Vortrag
Freitag, 26.6.2015, 10:15h

Raimond Gaita

Arendt, Genocide, and Evil

Hannah Arendt’s discussion of genocide in Eichmann in Jerusalem is still one of the most interesting. Her work on this has been misunderstood partly because its ethically complex argument and tone have been judged in the light of an assumption that morality is the only relevant ethical category with which to do it. I shall develop that claim in order to discuss what she says about the concept of evil in Eichmann in Jerusalem and also in On Revolution, where she says that “the men of the eighteenth century” did not acknowledge “that there exists goodness beyond virtue and evil beyond vice.” Few contemporary writers on evil have thought it relevant to consider its connections with goodness of a kind that might invite a capital ‘G’ — goodness, for example, as it shows in some the works of saintly love. To some, but important, degree Arendt was an exception.

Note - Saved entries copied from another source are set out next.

PR #215, opened 2017-08-20
Reducible

### LINKED ISSUE #211: Add Reducible
Add Reducible typeclass, laws and tests for it.

JorgeCastilloPrz:
Fixes #211

* Added `Reducible` and `NonEmptyReducible` instance.
* Added `Reducible` laws.
* Added tests for `Reducible` and `ReducibleLaws`.

### DIFF
--- a/detekt.yml
+++ b/detekt.yml
@@ -84,7 +84,7 @@ formatting:
     active: true
     autoCorrect: true
   ExpressionBodySyntaxLineBreaks:
-      active: true
+      active: false
       autoCorrect: true
 
 style:
--- a/detekt.yml
+++ b/detekt.yml
@@ -84,7 +84,7 @@ formatting:
     active: true
     autoCorrect: true
   ExpressionBodySyntaxLineBreaks:
-      active: false
+      active: true
       autoCorrect: true
 
 style:
--- a/kategory-test/src/main/kotlin/kategory/generators/Generators.kt
+++ b/kategory-test/src/main/kotlin/kategory/generators/Generators.kt
@@ -24,18 +24,6 @@ fun <A> genFunctionAAToA(genA: Gen<A>): Gen<(A, A) -> A> =
             }
         }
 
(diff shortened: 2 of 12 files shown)


detekt.yml
```diff
@@ -84,7 +84,7 @@ formatting:
     active: true
     autoCorrect: true
   ExpressionBodySyntaxLineBreaks:
-      active: true
+      active: false
```
raulraja: :tada:

pakoito: I'm the waterparties here. The detek baseline will need to be regenerated and the long lines fixed if this is not enforced anymore :P

JorgeCastilloPrz: Could enable it again, but detekt was not allowing me to compile in any way (tried many workarounds) because of format requirement collisions on 2 different rules (I think it was this one and MaxLineLength). I didn't have any other choice than disabling this.

pakoito: ExpressionBodySyntaxLineBreaks is an auto-fix that's bugged. Instead of applying to every instance, it only applies to the first one per file. You have to run it multiple times to make it work.

Once those errors are gone, you'll get a lot of MaxLineLength ones. For that you just regenerate the baseline with `./gradlew detektEstablishAcceptedErrors` and push

pakoito: The train of thought is that autofix > MaxLineLength + regenerate baseline for consistency purposes. It's quite annoying for now, so reverting would mean fixing all the MaxLineLength back. No more than 30 minutes to do it tho.

JorgeCastilloPrz: Ok. I'll do what we agreed on in slack for this PR:
* Auto-fixed ExpressionBodySyntaxLineBreaks violations with `./gradlew detekt` (running it multiple times).
* When I just had a few `MaxLineLength` violations I regenerated baseline with `./gradlew detektEstablishAcceptedErrors`.

PR #216, opened 2017-08-20
[WIP] Add compatibility layer for KindedJ

pakoito:
This PR replaces https://github.com/kategory/kategory-annotations/pull/19 with https://github.com/kategory/kategory-annotations/pull/21 as a way to provide a compatibility layer between KindedJ higher kinds and our covariant higher kind.

For invariant datatypes a KindJ is generated.

For covariant and contravariant data types it add a Convert class that has operations to create variance-safe wrapper classes for the transformation. These wrapper classes have their own witness HK<ConverHK, F> and provide methods to give a view for either interface: KindedJ or Kategory. Examples are provided as tests.

Note that this is a WIP:
* Uses a commit release from jitpack until everything's ready
* Names are also up for discussion
* Tests are incomplete


kategory/build.gradle
```diff
@@ -5,14 +5,16 @@ test {
...
 dependencies {
+    compile 'com.github.KindedJ:KindedJ:5bee1acf6f'
     compile "org.jetbrains.kotlin:kotlin-stdlib-jre7:$kotlinVersion"
     compile "org.jetbrains.kotlinx:kotlinx-coroutines-core:$kotlinxCoroutinesVersion"
-    compile "io.kategory:kategory-annotations:$kategoryAnnotationsVersion"
-    kapt "io.kategory:kategory-annotations-compile:$kategoryAnnotationsVersion"
-    kaptTest "io.kategory:kategory-annotations-compile:$kategoryAnnotationsVersion"
-    compileOnly "io.kategory:kategory-annotations-compile:$kategoryAnnotationsVersion"
-    testCompileOnly "io.kategory:kategory-annotations-compile:$kategoryAnnotationsVersion"
+    compile 'com.github.kategory:kategory-annotations:paco-kindedjgen-SNAPSHOT'
```
JorgeCastilloPrz: is this correct ? weren't we moving forward to `kategory.io` as our domain? do we have snapshots deployed under a different groupid ?

kategory/src/main/java/kategory/Convert.java
```diff
@@ -0,0 +1,55 @@
+package kategory;
+
+import org.jetbrains.annotations.NotNull;
+
+public class Convert {
+    @NotNull
+    public static <F, A> FromKindedJToKategory<F, A> fromKindedJ(@NotNull io.kindedj.HK<F, A> hk) {
```
JorgeCastilloPrz: what's the point on creating a standard for HKs if you end up needing to translate from and to it ? Should the standard itself be the annotation processor capable of generating the HK abstractions over the types as we are doing now?

pakoito:
Moved to #503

Raimond Gaita is Professor of Moral Philosophy at King’s College, University of London, and Foundation Professor of Philosophy at the Australian Catholic University. He has published widely in moral phi-losophy, including Good and Evil: An Absolute Conception (1991); The Philosopher’s Dog (2002); Breach of Trust: Truth, Morality and Politics (2004); Why the War Was Wrong (2003; as editor and contributor), and Romulus, My Father (1998).